BARRIE, Ontario, Nov. 12, 2019 (GLOBE NEWSWIRE) — MediPharm Labs Corp. (TSX: LABS) (OTCQX: MEDIF) (FSE: MLZ) (“MediPharm Labs” or the “Company”) a global leader in specialized, research-driven cannabis extraction, distillation and purification, today announced its financial results for the three and nine months ended September 30, 2019. During the period the Company posted strong growth in revenue, adjusted EBITDA and net income even while making significant investments in capacity and capability that will benefit future performance and support global growth opportunities.
KEY Q3 2019 FINANCIAL HIGHLIGHTS(1) (2)
- Revenue was $43.4 million, a 38% increase over Q2 2019, as the Company expanded its leadership of the Canadian cannabis extraction industry
- Gross Profit was $14.8 million, a 30% increase over Q2 2019 and Gross Margin was 34% compared to 36% in Q2 2019 despite lower market-selling prices and increased GMP audit certification costs
- Adjusted EBITDA was $10.1 million, 31% higher than Q2 2019 and Adjusted EBITDA margin was 23% compared to 24% in Q2 2019 even as the Company made targeted audit-related expenditures to grow its EU-GMP-standard-built production facilities and expand its product capabilities
- Net income before tax was $5.4 million compared to net income before tax of $4.1 million in Q2 2019
- The Company’s balance sheet and financial capacity to support growth remained strong, with positive working capital of $87 million and cash and equivalents of $42.1 million at September 30, 2019, as well as unutilized credit under its new facility that closed subsequent to period end
- Filed an application to list its common shares on the NASDAQ Stock Market after period end
(1) See Non-IFRS Measures section of this news release.
(2) Year-over-year periods are not comparable as the Company commenced sales in the fourth quarter of 2018.
“Results from the third quarter marked our fourth consecutive quarter of positive Adjusted EBITDA(1) and revenue growth,” said Patrick McCutcheon, Chief Executive Officer, MediPharm Labs. “Our results are fueled by our expanding private label business, increasing exports and expanding relationships with our growing customer base.

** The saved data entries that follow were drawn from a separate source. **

PR #765, opened 2022-07-01
fix ‘post_fp_cp2k’, add param rfailed

HuangJiameng:
1. ratio_failed was not applied in post_fp_cp2k.
2. When a cp2k task fails, it returns an empty "output" file. Since dpdispatcher only checks whether the output file exists or not, it marks the task finished and sends back the empty file. An empty or not converged output file leads to errors in the following step. Commenting out check_type_map is a temporary solution, which can run the next step by ignoring empty output files. To solve this problem fundamentally, dpdispatcher should probably be modified as well. 

- add ratio_failed param to cp2k in 02.fp step
- fix a bug in `post_fp_cp2k`

### DIFF
--- a/dpgen/generator/run.py
+++ b/dpgen/generator/run.py
@@ -2995,7 +2995,10 @@ def post_fp_gaussian (iter_index,
 
 
 def post_fp_cp2k (iter_index,
-                      jdata):
+                      jdata,
+                      rfailed=None):
+                      
+    ratio_failed =  rfailed if rfailed else jdata.get('ratio_failed',0.05)
     model_devi_jobs = jdata['model_devi_jobs']
     assert (iter_index < len(model_devi_jobs))
 
--- a/dpgen/generator/run.py
+++ b/dpgen/generator/run.py
@@ -2998,7 +2998,7 @@ def post_fp_cp2k (iter_index,
                       jdata,
                       rfailed=None):
                       
-    ratio_failed =  rfailed if rfailed else jdata.get('ratio_failed',0.05)
+    ratio_failed =  rfailed if rfailed else jdata.get('ratio_failed',0.10)
     model_devi_jobs = jdata['model_devi_jobs']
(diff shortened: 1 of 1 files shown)


dpgen/generator/run.py
```diff
@@ -3026,7 +3029,7 @@ def post_fp_cp2k (iter_index,
         all_sys = None
         for oo in sys_output :
             _sys = dpdata.LabeledSystem(oo, fmt = 'cp2k/output')
-            _sys.check_type_map(type_map = jdata['type_map'])
+            #_sys.check_type_map(type_map = jdata['type_map'])
```
wanghan-iapcm, line 3032: Could you explain why the check_type_map is commented out?

HuangJiameng: Thanks for your comment, I have edited my comment.

wanghan-iapcm (approved):

wanghan-iapcm:
> 2\. When a cp2k task fails, it returns an empty "output" file. Since dpdispatcher only checks whether the output file exists or not, it marks the task finished and sends back the empty file. An empty or not converged output file leads to errors in the following step. Commenting out check_type_map is a temporary solution, which can run the next step by ignoring empty output files. To solve this problem fundamentally, dpdispatcher should probably be modified as well.

@njzjz @felix5572 FYI

njzjz:
> > 2. When a cp2k task fails, it returns an empty "output" file. Since dpdispatcher only checks whether the output file exists or not, it marks the task finished and sends back the empty file. An empty or not converged output file leads to errors in the following step. Commenting out check_type_map is a temporary solution, which can run the next step by ignoring empty output files. To solve this problem fundamentally, dpdispatcher should probably be modified as well.
> 
> @njzjz @felix5572 FYI

This is not the expected behavior. dpdispatcher should check the return code, unless cp2k always returns 0.

PR #694, opened 2021-07-13
add packer variable files option

GwonsooLee:
*Issue #, if available:*

*Description of changes:*
Add packer variable file environment variables for users to specify the custom variable files for packer. Users now can only set  variables dynamically by setting `PACKER_VARIABLES`. If users want to modify few more variables which are not listed int `PACKER_VARIABLES`, then it would be helpful for them to define variables in json file and specify the file name to `PACKER_VAR_FILE` 

### DIFF
--- a/Makefile
+++ b/Makefile
@@ -33,12 +33,12 @@ all: 1.15 1.16 1.17 1.18 1.19 1.20
 
 .PHONY: validate
 validate:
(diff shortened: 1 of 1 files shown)


cartermckinnon:
Looks fine to me; if you resolve the conflict and rename this `PACKER_VARIABLE_FILE`, I'm on board :+1:

cartermckinnon:
This will be resolved by #1079 .

PR #695, opened 2021-07-13
change default volume type from gp2 to gp3

GwonsooLee:
*Description of changes:*
This is really small PR. I think it would be better to use gp3 for default volume type which is cheaper than gp2.
I think changing default type of instance(which is m4.large) would also be helpful.

### DIFF
--- a/eks-worker-al2.json
+++ b/eks-worker-al2.json
@@ -61,7 +61,7 @@
       "launch_block_device_mappings": [
         {
           "device_name": "/dev/xvda",
-          "volume_type": "gp2",
+          "volume_type": "gp3",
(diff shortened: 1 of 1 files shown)


mmerkes:
Per #1045, we're making volume type configurable in make arguments, which will cause this PR to not work. If you want to update it based on that change (hopefully merged soon), we can use this PR for when we make `gp3` the default volume type sometime in the near future. Exact date TBD.

cartermckinnon:
I'm going to close this. We're aware of the feature request, but we have to make the change in a different way due to the lack of gp3 support in some environments (like local zones).

PR #698, opened 2021-07-13
Containerd runtime support

ravisinha0506:
*Issue #, if available:*

*Description of changes:*
changes done to add support for containerd runtime in eks worker ami. This is done by:
* Adding a new optional parameter to specify container-runtime in the bootstrap script.
* The default value of this parameter is dockerd to make it backward compatible to existing behavior.
* docker process wouldn't be running on the host when containerd runtime is chosen on the node.


heybronson (approved):

files/bootstrap.sh
```diff
@@ -392,24 +399,40 @@ Environment='KUBELET_EXTRA_ARGS=$KUBELET_EXTRA_ARGS'
...
+        echo "$DOCKER_CONFIG_JSON" > /etc/docker/daemon.json
+    fi
+    if [[ "$ENABLE_DOCKER_BRIDGE" = "true" ]]; then
+          # Enabling the docker bridge network. We have to disable live-restore as it
+          # prevents docker from recreating the default bridge network on restart
+          echo "$(jq '.bridge="docker0" | ."live-restore"=false' /etc/docker/daemon.json)" > /etc/docker/daemon.json
+    fi
+    systemctl daemon-reload
+    systemctl enable docker
+    systemctl start docker
```
take-five, line 429: Hi
In the previous version of this file the Docker daemon was always restarted after its config file was modified.  But after this commit nothing happens, the changes don't have an effect, probably because now the script runs `systemctl start docker` instead of `systemctl restart docker`

gclair: This change is impacting our automated testing too. Was wondering what the rationale between switching from `restart` to `start` was.

PR #706, opened 2021-07-20
Adding utility to calculate max-pods for kubelet

suket22:
*Issue #, if available:* N/A

*Description of changes:*
This adds a script that can be used to determine the Amazon EKS-recommended max-pods per node value, which depends upon several factors like instanceType, AWS VPC CNI version and the env variables set on the CNI DaemonSet like `ENABLE_PREFIX_DELEGATION`.

This script is written to be used in conjunction with the AWS VPC CNI plugin - https://github.com/aws/amazon-vpc-cni-k8s

### DIFF
--- a/files/max-pods-calculator.sh
+++ b/files/max-pods-calculator.sh
@@ -1,0 +1,151 @@
+#!/bin/bash
+
+set -o pipefail
+set -o nounset
+set -o errexit
+
+err_report() {
+    echo "Exited with error on line $1"
+}
+trap 'err_report $LINENO' ERR
+
+function print_help {
+    echo "usage: $0 <instance(s)> [options]"
+    echo "Calculates maxPods value to be used when starting up the kubelet."
+    echo "-h,--help print this help."
+    echo "--instance-type Specify the instance type to calculate max pods value."
+    echo "--instance-type-from-imds Use this flag if the instance type should be fetched from IMDS."
+    echo "--cni-version Specify the version of the CNI (example - 1.7.5)."
+    echo "--cni-custom-networking-enabled Use this flag to indicate if CNI custom networking mode has been enabled."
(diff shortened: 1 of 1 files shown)


MyannaHarris (approved):
lgtm

adammw:
@suket22 how is this script supposed to be called? will there be another PR to replace the --max-pods calculation in bootstrap.sh to use this logic?

adammw:
Also, would be handy if the `+2` is configurable for clusters where we have >2 hostNetwork daemonsets configured, and would help explain what the +2 represents (I saw this explained in elsewhere but not here).

snolan-amount:
This script sets a ceiling for max pods to 110 for "low CPU" instance types and 250 for "high CPU" instance types - what is the AWS reference for those numbers?

mikestef9:
This is not an exact science, but is based on our own internal testing. While the Kubernetes upstream project recommends no more than 110 pods per node, our testing has shown you can go higher on larger EC2 instance types. We’d recommend you run your own testing based on your applications, and you are free to override the kubelet settings and set a max pods value that meets your requirements. The important point is that with prefix assignment, IP addresses is no longer an artificial limitation to the number of pods you can run per node.

suket22:
@adammw 
We won't be updating the --max-pods calculation in bootstrap.sh. The bootstrap script is unable to determine which AWS CNI version is running on the cluster, and therefore cannot execute the max-pods-calculator script. 

The way to think about this is if you're using self-managed nodegroups, you can pre-compute what the EKS-recommended maximum value for max-pods should be based on the CNI version you're running, your need for custom networking and prefix delegation by executing this script.

You can then update the UserData of your instances (via your EC2 LaunchTemplate if you use one) and set the bootstrap script as - 
```
/etc/eks/bootstrap.sh <your-cluster> --use-max-pods false --kubelet-extra-args '--max-pods=<your_value>'
```

PR #711, opened 2021-07-23
Modify the linux SSM runCommand to install AWS CLI version 2

a2ush:
## Description of changes:

Change to install AWS CLI v2 so that it does not depend on other Python packages.

## Background:
I've confirmed that we cannot sometimes install AWS CLI v1 with the current sample JSON file because of the Python version[1][2].
For example, when we launch EC2 instance with EKS optimized AMI[3], we fail to do the sample runCommand because the default Python version is 2.7 in this instance.

So, I think it's better to install AWS CLI v2 which has no dependencies on other Python packages.

[1] https://docs.aws.amazon.com/cli/latest/userguide/welcome-versions.html
```
AWS CLI version	                 Supported Python version
Versions starting 7/15/2021	        Python 3.6+
```
[2] The result of each commands in this EC2 instance
```
# python -V
Python 2.7.18
# which python
/usr/bin/python
# ls -l /usr/bin/python
lrwxrwxrwx 1 root root 7 Jul  6 17:24 /usr/bin/python -> python2
# ./awscli-bundle/install -i /usr/local/aws -b /usr/local/bin/aws
Unsupported Python version detected: Python 2.7
To continue using this installer you must use Python 3.6 or later.
For more information see the following blog post: https://aws.amazon.com/blogs/developer/announcing-end-of-support-for-python-2-7-in-aws-sdk-for-python-and-aws-cli-v1/
```
[3] https://docs.aws.amazon.com/eks/latest/userguide/eks-optimized-ami.html

### Note
* When we do the command `unzip /usr/bin/awscliv2.zip`, we get the "aws" directory. Therefore, if the directory or file named as "aws" already exits before doing this command, it will be failed.
So, I prepared the "awscli-v2-install" directory to avoid this problem.
* I've confirmed that the updated JSON file(eks-ssm-content.json) works fine with EKS Optimized AMI.


log-collector-script/linux/eks-ssm-content.json
```diff
@@ -21,17 +21,17 @@
...
+               "rm -f /var/log/eks_i*",
                "bash ./eks-log-collector.sh  >/dev/null 2>&1",
                "echo \"EKS logs collected\"",
                "if [ -f /usr/local/bin/aws ]; then",
                "echo \"AWS_already_installed\"",
                "else",
-               "echo \"Installing AWSCLI\"",
-               "curl \"https://s3.amazonaws.com/aws-cli/awscli-bundle.zip\" -o \"awscli-bundle.zip\"  >/dev/null 2>&1",
+               "echo \"Installing AWSCLI v2\"",
+               "curl \"https://awscli.amazonaws.com/awscli-exe-linux-x86_64.zip\" -o \"awscliv2.zip\"  >/dev/null 2>&1",
```
cartermckinnon, line 31: The `ARCH` may not always be `x86_64`, can you add handling for that?

cartermckinnon:
We're installing v2 in the AMI itself (when possible), so I think it makes sense to do so here.

log-collector-script/linux/eks-ssm-content.json
a2ush: Modified

a2ush: @cartermckinnon 
Could you please re-check it?

cartermckinnon:
We made this change in #1135 👍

During the quarter our team has made great strides towards European GMP and Australian compliance of our facilities and continued to build out our capabilities and capacity across our global platforms in Canada and Australia. These investments will prepare us for a very exciting future as the market and world leader in extraction and white label production.”
YEAR-TO-DATE 2019 FINANCIAL HIGHLIGHTS (1)(2)
Revenue for the nine months ended September 30, 2019 was $96.8 million, gross profit was $32.9 million (gross margin 34%), Adjusted EBITDA was $22.1 million (Adjusted EBITDA margin of 23%) and net income before tax was $9.2 million.
“We are on track to surpass the $100-million milestone in revenue this year, which is a remarkable testament to the tireless efforts of the skilled professionals at MediPharm Labs,” said Mr. McCutcheon. “With the completion of the roll-out of our initial white label products in sight, and as the regulated retail distribution system starts to hit stride, we can seize the opportunities that Cannabis 2.0 brings beginning next year.”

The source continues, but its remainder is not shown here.